Judith Hackitt CBE is Chair for the Health and Safety Executive. Judith recently gave a speech at the Joint Capita Symonds and ACE Safety Lecuture. An extract of the speech "Profiling the risk - determining what is important and what is not in project management and consulting" is reproduced below. The full speech is available to download.
First, some good news. Over the last decade, the UK Construction industry has undergone something of a cultural transformation. Fatal injury rates have been more than halved and major injury rates have improved by more than one third. I have had the pleasure of visiting some of the best examples of good practice in construction up and down the country in the last year or so not least the Olympic Park here in London and Media City in Salford. What is particularly striking about these examples of good practice is not just the safety performance which is achieved, but the way in which it has been achieved. Health and safety is part of the culture and it is led from the top. Workforce involvement and engagement at every level is clearly visible. Innovative practices are being implemented which reduce the inherent levels of risk. Motivation, commitment, collaboration in the supply chain; productivity is high and goes hand-in-hand with good health and safety practice – it’s a win-win, not a trade off.
But this particular success story does of course have a major sting in the tail. We now know what levels of performance can be achieved and what huge benefits can accrue when the culture change happens. So this makes the 41 deaths and more than 3,000 major injuries which occurred in the construction industry last year all the more tragic because we know that they need not have happened. The old ‘assumptions’ that construction was a hazardous industry and that little could be done to change the culture were completely wrong. Attitudes and performance can be changed but we have yet to achieve that across the whole of the industry.
Strong evidence is beginning to emerge of a two-tier industry developing in construction. There is a direct correlation between the high accident incidence rates on smaller sites and in particular on refurbishment work. It would be easy to rationalise this problem away by saying that smaller sites and refurbishment work are ‘different’. In some senses of course this is true. But in the current climate of flexible working, sub-contracting and sub-sub contracting this argument is increasingly difficult to maintain. Those who are today engaged in small scale non-commercial refurbishment projects may very soon find themselves working on large scale green field projects and vice-versa.

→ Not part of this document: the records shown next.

PR #1375, opened 2021-10-26
Add Satisfactory Egg

lilkingjr1:
# Add Satisfactory Egg
### Summary
This egg is a culmination of both @iamkubi 's and @matthewpi 's eggs that were posted on the Discord, but with a lot of clean up and polish. One major addition is the use of the new Pterodactyl Yolks images (specifically the `source` one), and also utilizes it's ability to update the server on start (if specified). Cosmetic additions like descriptions were also added, like port redirection clarification. Lastly, a freshly written README was included as well.

Egg has been fully tested on my machine, and clients are able to easily join. Additional testing from the community of this PR is welcome.
___

### All Submissions:

* [x] Have you followed the guidelines in our Contributing document?
* [x] Have you checked to ensure there aren't other open [Pull Requests](../pulls) for the same update/change?
(I know there's currently one #1374 open, but it looked like it might be closed due to thoroughness, and I wanted to keep this PR separate from that one)
* [x] Did you branch your changes and PR from that branch and not from your master branch?

### New Server Submissions:

1. [x] Does your submission pass tests (server is connectable)?
2. [ ] Does your server use a custom docker image?
    * [ ] Have you tried to use a generic image?
    * [ ] Did you PR the necessary changes to make it work?
3. [x] Have you added the server to the main README.md?
4. [x] Have you added a unique README.md for the server you are adding?

PR #2577, opened 2023-11-27
Satisfactory - Update ports to display the correct connection port

pedrotski:
Previously the port that is displayed to clients was the telemetry port, causing people to be confused as this isn't a port you can connect to with the default game.

# Description

This update changes the primary port to the server query port instead, so the correct connection port is displayed, and it moves the telemetry port to the back end. I've also updated the README to use the correct terminology.

  * If not, why?:

### DIFF
--- a/game_eggs/steamcmd_servers/satisfactory/egg-satisfactory.json
+++ b/game_eggs/steamcmd_servers/satisfactory/egg-satisfactory.json
@@ -4,7 +4,7 @@
         "version": "PTDL_v2",
         "update_url": null
     },
-    "exported_at": "2023-06-13T23:59:02+00:00",
+    "exported_at": "2023-11-27T01:35:48+01:00",
     "name": "Satisfactory",
     "author": "rehlmgaming@gmail.com",
     "description": "Satisfactory is a first-person open-world factory building game with a dash of exploration and combat. Play alone or with friends, explore an alien planet, create multi-story factories, and enter conveyor belt heaven!",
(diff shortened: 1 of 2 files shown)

Here are just a few reasons why these types of mobility are not just possible but probable:
In the last 2-3 years construction has been hit by the worst recession in over 50 years – the industry now employs 375,000 fewer people than in 2008. As we emerge from recession, private sector investment in construction is going to create huge demand for skills.
We need look no further than the huge infrastructure investment required in the energy economy for evidence of this. Investment in the grid itself as well as massive investment in renewable energy technologies and nuclear – all of this will involve construction activity on a major scale.
At the same time, the huge squeeze on expenditure will have an opposite effect on major construction projects in the public sector in building new schools, hospitals and public amenities.
We have no way of knowing how these events will coincide but my point is that these forces will create movement of labour across the full spectrum of the sector as we enter economic upturn and growth.
But if the difference in performance between large scale projects and domestic refurbishment is telling, the correlation between inexperience in a job and risk of injury is even more compelling.
Just as we have moved on from the generic mindset that ‘construction is a dangerous industry’, we must stop ourselves from falling into the trap of believing that ‘refurbishment and small scale construction are different’. Or that there is anything inevitable about new and inexperienced workers being more ‘prone’ to injury.
What the evidence of the past tells us is that despite making significant progress; particularly on major high profile construction projects, refurbishment and the influx/flow of inexperienced recruits throughout the sector are two priority areas which we must now focus our attention on in construction to reach the next level of performance improvement and culture change. Furthermore, the performance improvement which has been achieved over the last decade clearly demonstrates not only what is possible but the very clear business benefits of doing it.